▶ Saved data entries:

PR #63, opened 2017-02-04
Review for DM-8030: Identify and correct differing background model between py2 and py3

jdswinbank:
Restores an integer division which had become a float division in the course
of the Python 3 port.

### DIFF
--- a/python/lsst/meas/algorithms/pcaPsfDeterminer.py
+++ b/python/lsst/meas/algorithms/pcaPsfDeterminer.py
@@ -40,6 +40,30 @@ from . import utils as maUtils
 
 __all__ = ["PcaPsfDeterminerConfig", "PcaPsfDeterminerTask"]
 
+def numCandidatesToReject(numBadCandidates, numIter, totalIter):
+    """Return the number of PSF candidates to be rejected.
+
+    The number of candidates being rejected on each iteration gradually
+    increases, so that on the Nth of M iterations we reject N/M of the bad
+    candidates.
+
+    Parameters
+    ----------
+    numBadCandidates : int
+        Number of bad candidates under consideration.
+
+    numIter : int
+        The number of the current PSF iteration.
+
+    totalIter : int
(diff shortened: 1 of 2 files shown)


tests/testPsfDetermination.py
```diff
@@ -472,6 +473,19 @@ def testRejectBlends(self):
...
+class PsfCandidateTestCase(lsst.utils.tests.TestCase):
+    def testNumToReject(self):
+        """Reject the correct number of PSF candidates on each iteration"""
+        # Numerical values correspond to the problem case identified in
+        # DM-8030.
+
+        nCand = 5
+        nIter = 3
+
+        for it, value in ((0, 1), (1, 3), (2, 5)):
```
mrawls: The variables in this test would be a little easier to follow if they used the same names as those in your nice new numCandidatesToReject function (i.e., numBadCandidates, numIter, totalIter).

python/lsst/meas/algorithms/pcaPsfDeterminer.py
```diff
@@ -369,7 +393,8 @@ def determinePsf(self, exposure, psfCandidateList, metadata=None, flagKey=None):
                         badCandidates.append(cand)
 
             badCandidates.sort(key=lambda x: x.getChi2(), reverse=True)
-            numBad = int(len(badCandidates) * (iter + 1) / self.config.nIterForPsf + 0.5)
+            numBad = numCandidatesToReject(len(badCandidates), iter,
```
timj: Can we change the variable name `iter` so it doesn't clash with a python function name? It's a bit confusing at first glance. I thought for a moment that you were passing the function reference into the routine.

jdswinbank: It's icky, but I was reluctant to change it since it's not really related to this ticket. I don't suppose it'll do any harm, so maybe I should just go ahead.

▶ REQUIREMENT:
Word for word, write out every record.

▶ SOLVED PROBLEM:
PR #63, opened 2017-02-04
Review for DM-8030: Identify and correct differing background model between py2 and py3

jdswinbank:
Restores an integer division which had become a float division in the course
of the Python 3 port.

### DIFF
--- a/python/lsst/meas/algorithms/pcaPsfDeterminer.py
+++ b/python/lsst/meas/algorithms/pcaPsfDeterminer.py
@@ -40,6 +40,30 @@ from . import utils as maUtils
 
 __all__ = ["PcaPsfDeterminerConfig", "PcaPsfDeterminerTask"]
 
+def numCandidatesToReject(numBadCandidates, numIter, totalIter):
+    """Return the number of PSF candidates to be rejected.
+
+    The number of candidates being rejected on each iteration gradually
+    increases, so that on the Nth of M iterations we reject N/M of the bad
+    candidates.
+
+    Parameters
+    ----------
+    numBadCandidates : int
+        Number of bad candidates under consideration.
+
+    numIter : int
+        The number of the current PSF iteration.
+
+    totalIter : int
(diff shortened: 1 of 2 files shown)


tests/testPsfDetermination.py
```diff
@@ -472,6 +473,19 @@ def testRejectBlends(self):
...
+class PsfCandidateTestCase(lsst.utils.tests.TestCase):
+    def testNumToReject(self):
+        """Reject the correct number of PSF candidates on each iteration"""
+        # Numerical values correspond to the problem case identified in
+        # DM-8030.
+
+        nCand = 5
+        nIter = 3
+
+        for it, value in ((0, 1), (1, 3), (2, 5)):
```
mrawls: The variables in this test would be a little easier to follow if they used the same names as those in your nice new numCandidatesToReject function (i.e., numBadCandidates, numIter, totalIter).

python/lsst/meas/algorithms/pcaPsfDeterminer.py
```diff
@@ -369,7 +393,8 @@ def determinePsf(self, exposure, psfCandidateList, metadata=None, flagKey=None):
                         badCandidates.append(cand)
 
             badCandidates.sort(key=lambda x: x.getChi2(), reverse=True)
-            numBad = int(len(badCandidates) * (iter + 1) / self.config.nIterForPsf + 0.5)
+            numBad = numCandidatesToReject(len(badCandidates), iter,
```
timj: Can we change the variable name `iter` so it doesn't clash with a python function name? It's a bit confusing at first glance. I thought for a moment that you were passing the function reference into the routine.

jdswinbank: It's icky, but I was reluctant to change it since it's not really related to this ticket. I don't suppose it'll do any harm, so maybe I should just go ahead.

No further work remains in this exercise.